三人在院中用过饭,便各自回到了自己的房间。
苏御坐在床上,心头始终萦绕着一丝不安。
如今城外魔族环伺,归安城岌岌可危,可院中又无大阵守护。
一旦魔族攻城,三人必深陷险地。
照理说,此时离开,明显是最好的选择。
可师父偏偏要在这个节骨眼上帮他炼制符甲,着实反常。
“师父这么做,到底所图几何?”
“真的只是想在陨落前助我修行吗?”
细细琢磨,总觉得哪里不对劲。
带着这份疑惑,他修炼了一整夜,心绪始终难以平静。
次日清晨,浓雾深重,院中一片寂静。
苏御按照昨夜约定的时间,来到了南宫傲的房门前。
还未等他抬手敲门,房门便从里边缓缓打开。
他见状微微一愣,但也并未多想什么,迈步走了进去。
许是外面雾重,厅堂的光线格外昏暗,扑面而来的压抑感,让人极为不适。
苏御止住脚步,刚要开口行礼拜见,南宫傲低沉的声音便在他耳边响起:“进来吧。”
“是。”
苏御应了一声,便朝着内堂走去。
与此同时,身后的房门随之缓缓关上。
越往内堂走,光线越是黑暗,同时还有一股浓烈的酸腐味飘过来。
等他来到南宫傲身前时,眉头猛地一蹙。
此时他的这位师父,穿着一身紫袍,披散着头发,双目紧闭,正盘坐在蒲团之上。
周身散发出一股股浓郁的腐朽之气,整个人看起来,透着说不出的诡异。
“弟子拜见师父。”苏御躬身一礼。
南宫傲闻言,猛地睁开双眼,那道目光彷如寒冰一般,死死地落在他的身上,让他不禁后背发凉。
“这种感觉……”
苏御心头一紧,顿时有种被毒蛇盯上的错觉,这让他愈发不安。
片刻后,南宫傲枯瘦的手掌一翻,从纳戒中取出了一个黑碗,轻轻放在桌子上。
淡淡开口道:“取你的血,放入碗中。”
“放血?”
他仔细回想着《天师符术》中所看到过的炼制符甲之法,似乎并未有以血入炼的记载。
这不由得让他更加疑惑。
见苏御迟迟没有动作,南宫傲眼神微眯,催促道:“为师灵力即将消散殆尽,你多耽搁一刻,炼制符甲成功的几率便小一分。”

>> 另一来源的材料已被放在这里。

PR #1409, opened 2016-10-13
Add context menu commands for navigating back/forward/refreshing the …

### LINKED ISSUE #349: Context Menu: Standard
Should not be considered complete without tests.
Should have basic options of
* Back
* Reload

jsantell:
…page. Fixes #349. r=vporof"

### DIFF
--- a/app/ui/browser-modern/sagas/page-sagas.js
+++ b/app/ui/browser-modern/sagas/page-sagas.js
@@ -11,7 +11,7 @@ specific language governing permissions and limitations under the License.
 */
 
 import { takeLatest, takeEvery } from 'redux-saga';
-import { put, call, apply } from 'redux-saga/effects';
+import { select, put, call, apply } from 'redux-saga/effects';
 
 import Deferred from '../../../shared/deferred';
 import { ipcRenderer, remote, clipboard } from '../../../shared/electron';
@@ -25,6 +25,7 @@ import * as PageEffects from '../actions/page-effects';
 import * as ProfileEffects from '../actions/profile-effects';
 import * as UIEffects from '../actions/ui-effects';
 import * as EffectTypes from '../constants/effect-types';
+import * as PageSelectors from '../selectors/pages';
 
 const { Menu, MenuItem } = remote;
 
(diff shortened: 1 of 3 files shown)


app/ui/browser-modern/sagas/page-sagas.js
```diff
@@ -190,10 +190,36 @@ function* getCertificateError({ pageId, url }) {
...
+function* displayWebviewContextMenu({ e, pageId, webview }) {
   const menu = new Menu();
   const chosen = new Deferred();
 
+  menu.append(new MenuItem({
+    label: 'Back',
+    click: () => chosen.resolve(function* () {
+      yield put(PageEffects.navigatePageBack(pageId));
+    }),
+    enabled: webview.canGoBack(),
```
victorporof: Don't use `canGoBack` and `canGoForward` on webviews, we're not doing this anymore, since these won't work after session restore (even when populating them with history, because electron doesn't offer an official API for this yet, so we don't rely on its canGoBack/canGoForward methods for checking if navigation in history is possible, but we do our own checks instead on the local page history).

Use the page state selectors here: https://github.com/mozilla/tofino/blob/master/app/ui/browser-modern/selectors/pages.js#L127 specifically `getPageCanGoBack`, `getPageCanGoForward` and `getPageCanRefresh`.

To access app state in sagas, see https://yelouafi.github.io/redux-saga/docs/api/index.html#selectselector-args. See the session restore PR for examples.

app/ui/browser-modern/sagas/page-sagas.js
```diff
@@ -190,10 +190,36 @@ function* getCertificateError({ pageId, url }) {
...
+  }));
+
+  menu.append(new MenuItem({
+    label: 'Forward',
+    click: () => chosen.resolve(function* () {
+      yield put(PageEffects.navigatePageForward(pageId));
+    }),
+    enabled: webview.canGoForward(),
```
victorporof: Ditto.

app/ui/browser-modern/sagas/page-sagas.js
```diff
@@ -190,10 +190,36 @@ function* getCertificateError({ pageId, url }) {
...
+  }));
+
+  menu.append(new MenuItem({
+    label: 'Reload',
+    click: () => chosen.resolve(function* () {
+      yield put(PageEffects.navigatePageRefresh(pageId));
+    }),
+    enabled: true,
```
victorporof: Ditto.

jsantell:
Updated to use `yield select(...)`

PR #1443, opened 2016-10-18
Content pages cleanups

victorporof:


jsantell:
Not sure what these test failures are about, but everything else looks :+1:

`Error: Cannot resolve module 'fs' `

victorporof:
Bunyan is using fs in content pages, and it can't since we're bundling to web. Isomorphic my ass.

PR #1457, opened 2016-10-23
Various small configuration files cleanups

victorporof:


app/ui/shared/util/redux/configure-store.js
```diff
@@ -16,11 +16,17 @@ import thunk from './middleware/thunk';
 import history from './middleware/history';
 import BUILD_CONFIG from '../../../../build-config';
 
+// In webpacked environments, a `process.env.TEST` global will be created,
+// with the value set to the current `TEST` flag on the environment variables.
+/* eslint-disable no-undef */
+const TEST = process.env.TEST;
```
jsantell: Maybe we should just move this to `constants`, which uses `process.env.TEST` rather than having to explain it always

PR #1473, opened 2016-10-25
Use same webpack config for content service as main for resolving app…

jsantell:
…/shared/environment for the logger to fix content service crash.


jsantell:
r=mossop

PR #1477, opened 2016-10-25
Render the statusbar above the searchbar when it's displayed. Fixes #1407

### LINKED ISSUE #1407: Find bar overlaps the status bar
In Firefox, the status bar is rendered above the find bar in this case when both are open.

jsantell:


app/ui/browser-modern/views/browser/decorations/statusbar.jsx
```diff
@@ -58,10 +60,16 @@ StatusBar.displayName = 'StatusBar';
 
 StatusBar.propTypes = {
   statusText: PropTypes.string,
```
victorporof: Since you're here anyway, might want to make `statusText` isRequired as well, since it's always passed in via props. AFAIK empty strings still registered as properly passed in props.

PR #1504, opened 2016-11-01
Don't overwrite the user's text in location bar if the location bar h…

### LINKED ISSUE #1461: Quickly pressing ctrl+t, ctrl+v doesn't end up pasting the clipboard contents into new tab's url bar
STR:
Copy a URL into the clipboard
Press cmd/ctrl+t and cmd/ctrl+v quickly

Expected:
The new tab's url bar is filled with the clipboard contents

Actual:
The URL remains `tofino://history/`

Related: if I wait to paste until the tab is fully loaded, that won't replace the URL either (appends to the end of tofino://history/ instead) since the selection collapses and moves to the end of the url bar.

jsantell:
…as focus. Fixes #1461. r=vporof

### DIFF
--- a/app/ui/browser-modern/sagas/page-sagas.js
+++ b/app/ui/browser-modern/sagas/page-sagas.js
@@ -54,11 +54,14 @@ export default function*() {
   );
 }
 
-export function* createPageSession({ id, location, options, withUI }) {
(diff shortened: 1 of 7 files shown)


victorporof:
I'm still looking at this, it's a bit hairy. Sorry about the wait.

这番话乍一听起来是为他着想,可苏御心里的怀疑,反而更重了。
他目光扫过桌子上的黑碗,指尖缓缓触碰,确认那碗没有异样,这才将其从桌上拿起。
“你这孩子,磨磨蹭蹭的,难道不想要这符甲了吗?”南宫傲继续催促,语气里藏着一丝不悦。
苏御偷瞄了他一眼,对方看似极为平静,实则目光死死盯着自己的动作。
“师父到底想干什么?”
“难道他是要对我不利?”
想到这里,他不由得一惊。
于是立刻在脑海中思索着,典籍中关于以精血为引的炼制术法。
然而这类术法太过繁杂,一时间他根本想不出到底是哪一种。